§ THE TASK
Copy nothing from the entries below except the lines from the one containing "Create a dedicated" through the one containing "1. Create a", and copy those exactly.

SOURCE MATERIAL Block Start

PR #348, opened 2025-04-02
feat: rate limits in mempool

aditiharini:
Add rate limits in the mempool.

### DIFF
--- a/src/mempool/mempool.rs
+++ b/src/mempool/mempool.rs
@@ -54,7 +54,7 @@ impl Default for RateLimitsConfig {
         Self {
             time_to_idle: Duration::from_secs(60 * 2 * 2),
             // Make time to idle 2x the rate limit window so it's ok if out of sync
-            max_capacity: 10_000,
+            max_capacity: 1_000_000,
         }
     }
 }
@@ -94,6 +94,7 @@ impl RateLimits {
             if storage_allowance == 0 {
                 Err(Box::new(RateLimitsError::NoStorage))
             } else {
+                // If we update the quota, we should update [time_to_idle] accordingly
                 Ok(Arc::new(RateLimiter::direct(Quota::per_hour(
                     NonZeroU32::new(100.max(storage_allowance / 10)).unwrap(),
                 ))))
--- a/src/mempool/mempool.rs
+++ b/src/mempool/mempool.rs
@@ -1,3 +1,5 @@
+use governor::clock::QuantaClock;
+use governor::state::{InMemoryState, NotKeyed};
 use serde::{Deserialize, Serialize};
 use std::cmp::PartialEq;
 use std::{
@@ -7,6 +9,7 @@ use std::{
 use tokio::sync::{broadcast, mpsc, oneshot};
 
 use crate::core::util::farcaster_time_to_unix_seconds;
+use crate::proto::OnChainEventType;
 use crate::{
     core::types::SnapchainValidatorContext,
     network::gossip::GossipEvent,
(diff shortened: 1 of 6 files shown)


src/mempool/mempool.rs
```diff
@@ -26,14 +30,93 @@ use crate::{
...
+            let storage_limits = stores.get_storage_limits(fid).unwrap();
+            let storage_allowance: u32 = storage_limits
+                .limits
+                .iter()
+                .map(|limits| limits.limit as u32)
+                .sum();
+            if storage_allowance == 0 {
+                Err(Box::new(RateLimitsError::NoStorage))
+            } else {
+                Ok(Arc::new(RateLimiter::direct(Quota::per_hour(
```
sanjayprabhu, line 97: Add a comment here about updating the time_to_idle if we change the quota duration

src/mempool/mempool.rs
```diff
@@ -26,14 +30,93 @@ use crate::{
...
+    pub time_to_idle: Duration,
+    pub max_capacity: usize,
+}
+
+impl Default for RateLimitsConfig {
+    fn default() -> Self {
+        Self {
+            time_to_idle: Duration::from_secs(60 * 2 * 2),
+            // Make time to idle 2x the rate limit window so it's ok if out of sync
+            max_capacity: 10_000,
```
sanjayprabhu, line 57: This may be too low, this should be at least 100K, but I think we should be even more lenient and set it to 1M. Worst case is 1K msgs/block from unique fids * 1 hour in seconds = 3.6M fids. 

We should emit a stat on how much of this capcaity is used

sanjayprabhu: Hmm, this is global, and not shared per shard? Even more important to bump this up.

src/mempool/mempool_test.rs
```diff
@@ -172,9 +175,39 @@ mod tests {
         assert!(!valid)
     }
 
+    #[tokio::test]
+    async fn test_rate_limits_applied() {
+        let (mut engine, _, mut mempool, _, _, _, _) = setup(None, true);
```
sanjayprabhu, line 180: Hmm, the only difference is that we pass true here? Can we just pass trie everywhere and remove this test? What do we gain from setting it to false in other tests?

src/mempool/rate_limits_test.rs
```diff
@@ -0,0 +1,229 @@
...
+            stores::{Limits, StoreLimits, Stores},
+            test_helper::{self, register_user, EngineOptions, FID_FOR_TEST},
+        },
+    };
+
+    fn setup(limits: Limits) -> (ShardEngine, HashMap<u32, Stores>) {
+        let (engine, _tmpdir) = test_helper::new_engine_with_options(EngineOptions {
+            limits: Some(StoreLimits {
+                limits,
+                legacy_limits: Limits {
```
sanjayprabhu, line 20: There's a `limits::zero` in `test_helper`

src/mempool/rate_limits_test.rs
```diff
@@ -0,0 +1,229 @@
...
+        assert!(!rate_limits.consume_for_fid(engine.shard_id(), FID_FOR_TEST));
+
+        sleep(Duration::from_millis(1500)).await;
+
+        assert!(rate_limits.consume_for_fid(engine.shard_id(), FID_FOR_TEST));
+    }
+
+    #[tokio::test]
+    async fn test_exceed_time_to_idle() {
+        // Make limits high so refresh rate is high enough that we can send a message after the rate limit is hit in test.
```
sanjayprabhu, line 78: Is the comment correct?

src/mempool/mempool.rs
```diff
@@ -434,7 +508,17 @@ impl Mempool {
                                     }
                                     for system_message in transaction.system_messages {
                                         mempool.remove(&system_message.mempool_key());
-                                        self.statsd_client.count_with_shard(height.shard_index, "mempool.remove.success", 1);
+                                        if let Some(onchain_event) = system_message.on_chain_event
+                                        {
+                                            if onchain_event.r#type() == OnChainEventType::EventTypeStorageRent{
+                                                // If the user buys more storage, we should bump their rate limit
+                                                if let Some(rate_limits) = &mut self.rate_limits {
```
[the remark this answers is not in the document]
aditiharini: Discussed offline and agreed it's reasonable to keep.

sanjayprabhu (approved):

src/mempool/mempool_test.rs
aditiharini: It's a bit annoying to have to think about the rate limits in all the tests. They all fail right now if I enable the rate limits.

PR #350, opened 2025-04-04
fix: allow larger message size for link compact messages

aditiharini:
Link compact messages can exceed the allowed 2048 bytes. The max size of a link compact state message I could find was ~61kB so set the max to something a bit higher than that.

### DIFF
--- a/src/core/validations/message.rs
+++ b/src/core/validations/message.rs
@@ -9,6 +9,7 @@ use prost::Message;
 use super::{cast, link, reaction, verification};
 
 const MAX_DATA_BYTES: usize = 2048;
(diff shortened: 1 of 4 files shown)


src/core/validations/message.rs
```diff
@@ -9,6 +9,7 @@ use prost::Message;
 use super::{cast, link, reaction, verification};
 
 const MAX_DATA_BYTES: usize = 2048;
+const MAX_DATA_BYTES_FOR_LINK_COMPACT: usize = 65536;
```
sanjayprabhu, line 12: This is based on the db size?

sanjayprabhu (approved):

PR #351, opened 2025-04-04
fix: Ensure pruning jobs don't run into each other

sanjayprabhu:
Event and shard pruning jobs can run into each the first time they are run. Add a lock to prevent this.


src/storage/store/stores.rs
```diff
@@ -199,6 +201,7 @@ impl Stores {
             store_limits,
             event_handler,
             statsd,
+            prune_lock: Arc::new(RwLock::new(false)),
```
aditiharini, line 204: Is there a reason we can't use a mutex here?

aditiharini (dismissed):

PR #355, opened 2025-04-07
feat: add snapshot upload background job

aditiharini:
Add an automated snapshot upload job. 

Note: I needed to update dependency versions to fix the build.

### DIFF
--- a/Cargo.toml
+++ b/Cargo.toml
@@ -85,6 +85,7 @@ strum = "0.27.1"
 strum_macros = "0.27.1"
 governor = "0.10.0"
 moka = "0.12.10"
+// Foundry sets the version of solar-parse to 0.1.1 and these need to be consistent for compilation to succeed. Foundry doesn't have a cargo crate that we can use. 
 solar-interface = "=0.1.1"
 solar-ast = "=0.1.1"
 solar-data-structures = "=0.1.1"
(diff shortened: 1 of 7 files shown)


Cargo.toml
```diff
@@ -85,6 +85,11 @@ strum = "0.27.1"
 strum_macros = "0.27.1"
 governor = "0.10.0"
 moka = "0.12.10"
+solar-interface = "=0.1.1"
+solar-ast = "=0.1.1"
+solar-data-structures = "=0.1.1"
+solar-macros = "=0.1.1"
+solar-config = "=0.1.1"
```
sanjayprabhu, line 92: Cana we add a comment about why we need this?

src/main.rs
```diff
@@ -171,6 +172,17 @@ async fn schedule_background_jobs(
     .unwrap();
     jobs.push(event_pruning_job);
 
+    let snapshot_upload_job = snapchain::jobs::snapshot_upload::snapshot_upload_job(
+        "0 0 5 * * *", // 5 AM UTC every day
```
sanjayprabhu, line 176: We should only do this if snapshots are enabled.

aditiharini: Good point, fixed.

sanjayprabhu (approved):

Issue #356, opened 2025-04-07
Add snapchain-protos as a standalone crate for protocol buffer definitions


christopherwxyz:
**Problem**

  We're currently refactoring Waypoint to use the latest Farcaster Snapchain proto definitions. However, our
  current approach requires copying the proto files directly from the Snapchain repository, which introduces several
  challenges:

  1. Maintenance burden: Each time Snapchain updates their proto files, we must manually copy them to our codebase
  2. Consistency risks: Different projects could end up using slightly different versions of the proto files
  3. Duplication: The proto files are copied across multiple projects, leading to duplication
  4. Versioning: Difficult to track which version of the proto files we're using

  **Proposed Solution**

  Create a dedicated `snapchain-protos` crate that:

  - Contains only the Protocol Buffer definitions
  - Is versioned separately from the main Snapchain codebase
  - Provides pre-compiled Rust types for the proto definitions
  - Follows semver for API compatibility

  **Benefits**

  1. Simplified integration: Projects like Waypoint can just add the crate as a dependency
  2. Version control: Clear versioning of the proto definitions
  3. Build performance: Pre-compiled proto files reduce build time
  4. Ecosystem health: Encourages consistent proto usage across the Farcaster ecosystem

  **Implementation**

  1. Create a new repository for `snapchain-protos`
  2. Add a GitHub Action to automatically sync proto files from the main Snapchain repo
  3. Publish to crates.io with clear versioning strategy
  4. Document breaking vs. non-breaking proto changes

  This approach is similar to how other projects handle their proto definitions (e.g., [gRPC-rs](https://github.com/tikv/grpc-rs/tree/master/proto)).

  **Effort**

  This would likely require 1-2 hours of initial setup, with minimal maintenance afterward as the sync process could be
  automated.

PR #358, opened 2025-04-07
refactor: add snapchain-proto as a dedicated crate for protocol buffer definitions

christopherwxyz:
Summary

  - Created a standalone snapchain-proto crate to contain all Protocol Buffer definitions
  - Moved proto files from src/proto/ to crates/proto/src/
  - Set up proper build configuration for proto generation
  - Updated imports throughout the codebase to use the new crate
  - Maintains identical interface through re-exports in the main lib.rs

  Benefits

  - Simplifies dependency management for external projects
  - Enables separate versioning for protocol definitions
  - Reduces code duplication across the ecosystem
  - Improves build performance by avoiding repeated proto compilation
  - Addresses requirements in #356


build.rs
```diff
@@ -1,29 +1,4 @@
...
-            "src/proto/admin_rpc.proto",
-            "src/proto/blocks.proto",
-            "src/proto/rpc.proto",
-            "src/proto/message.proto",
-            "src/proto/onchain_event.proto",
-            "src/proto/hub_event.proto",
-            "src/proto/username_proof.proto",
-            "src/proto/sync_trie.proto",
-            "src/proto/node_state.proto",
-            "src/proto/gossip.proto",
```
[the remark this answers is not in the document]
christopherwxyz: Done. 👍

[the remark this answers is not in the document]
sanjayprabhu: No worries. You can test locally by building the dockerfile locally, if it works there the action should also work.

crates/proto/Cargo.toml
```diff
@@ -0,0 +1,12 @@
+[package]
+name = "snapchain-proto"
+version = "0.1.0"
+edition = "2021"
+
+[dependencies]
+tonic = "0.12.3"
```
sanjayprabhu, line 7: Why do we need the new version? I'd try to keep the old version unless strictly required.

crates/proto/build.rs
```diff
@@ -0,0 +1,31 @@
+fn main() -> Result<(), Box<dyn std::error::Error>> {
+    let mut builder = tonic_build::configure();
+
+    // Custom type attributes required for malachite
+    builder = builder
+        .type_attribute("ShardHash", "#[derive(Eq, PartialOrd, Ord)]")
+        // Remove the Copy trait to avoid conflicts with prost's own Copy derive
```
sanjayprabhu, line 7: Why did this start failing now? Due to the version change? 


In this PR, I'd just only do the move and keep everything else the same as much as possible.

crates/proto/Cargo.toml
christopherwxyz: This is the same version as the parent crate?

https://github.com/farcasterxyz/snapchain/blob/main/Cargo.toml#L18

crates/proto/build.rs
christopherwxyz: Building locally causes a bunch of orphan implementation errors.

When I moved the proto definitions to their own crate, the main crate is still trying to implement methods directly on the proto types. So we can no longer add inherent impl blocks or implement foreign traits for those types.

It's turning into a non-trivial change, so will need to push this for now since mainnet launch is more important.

SOURCE MATERIAL Block End

§ REPLY
  Create a dedicated `snapchain-protos` crate that:

  - Contains only the Protocol Buffer definitions
  - Is versioned separately from the main Snapchain codebase
  - Provides pre-compiled Rust types for the proto definitions
  - Follows semver for API compatibility

  **Benefits**

  1. Simplified integration: Projects like Waypoint can just add the crate as a dependency
  2. Version control: Clear versioning of the proto definitions
  3. Build performance: Pre-compiled proto files reduce build time
  4. Ecosystem health: Encourages consistent proto usage across the Farcaster ecosystem

  **Implementation**

  1. Create a new repository for `snapchain-protos`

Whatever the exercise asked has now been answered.